G.1.2 HELLO Multicast Datagrams

PEDRIVER periodically multicasts a HELLO datagram over each network adapter attached to the node. The HELLO datagram serves two purposes:

It informs other nodes of the existence of the sender so that they can form channels and virtual circuits.
It helps to keep communications open once they are established.

HELLO datagram congestion and loss of HELLO datagrams can prevent connections from forming or cause connections to be lost. Table G-1 describes conditions causing HELLO datagram congestion and how PEDRIVER helps avoid the problems. The result is a substantial decrease in the probability of HELLO datagram synchronization and thus a decrease in HELLO datagram congestion.
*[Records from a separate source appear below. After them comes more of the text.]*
PR #1088, opened 2018-01-11
syslog-ng: add support for commercial syslog-ng PE

abalage:
Balabit's commercial variant of syslog-ng, a.k.a Premium Edition installs itself into /opt and uses a libexec wrapper to start the actual service, with original path assumption this will not work.
The changes I made strips off the path from the executable (basename). This way it works both with Syslog-NG OSE and PE.

ps. I work for Balabit


oalbrigt:
You can just set the syslog_ng_binary parameter to the location instead of this patch.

**Table G-1 Conditions that Create HELLO Datagram Congestion**
Conditions that cause congestion	How PEDRIVER avoids congestion
If all nodes receiving a HELLO datagram from a new node responded immediately, the receiving network adapter on the new node could be overrun with HELLO datagrams and be forced to drop some, resulting in connections not being formed. This is especially likely in large clusters.	To avoid this problem on nodes running: On VMS Version 5.5--2 or earlier, nodes that receive HELLO datagrams delay for a random time interval of up to 1 second before responding. On OpenVMS VAX Version 6.0 or later, or OpenVMS AXP Version 1.5 or later, this random delay is a maximum of 2 seconds to support large OpenVMS Cluster systems.
If a large number of nodes in a network became synchronized and transmitted their HELLO datagrams at or near the same time, receiving nodes could drop some datagrams and time out channels.	On nodes running VMS Version 5.5--2 or earlier, PEDRIVER multicasts HELLO datagrams over each adapter every 3 seconds, making HELLO datagram congestion more likely. On nodes running OpenVMS VAX Version 6.0 or later, or OpenVMS AXP Version 1.5 or later, PEDRIVER prevents this form of HELLO datagram congestion by distributing its HELLO datagram multicasts randomly over time. A HELLO datagram is still multicast over each adapter approximately every 3 seconds but not over all adapters at once. Instead, if a node has multiple network adapters, PEDRIVER attempts to distribute its HELLO datagram multicasts so that it sends a HELLO datagram over some of its adapters during each second of the 3-second interval. In addition, rather than multicasting precisely every 3 seconds, PEDRIVER varies the time between HELLO datagram multicasts between approximately 1.6 to 3 seconds, changing the average from 3 seconds to approximately 2.3 seconds.

G.1.3 HELLO IP Unicast and IP Multicast Datagrams

PEDRIVER periodically transmits one IP multicast and one IP unicast for each of the IP multicast address. These unicast and multicast messages must be updated in the PE$IP_CONFIG.DAT file. The HELLO datagrams serves two purposes:

It informs other nodes of the existence of the sender so that they can form channels and virtual circuits.
It helps to keep communications open once they are established.

HELLO datagram congestion and loss of HELLO datagrams can prevent connections from forming or causing connections to be lost.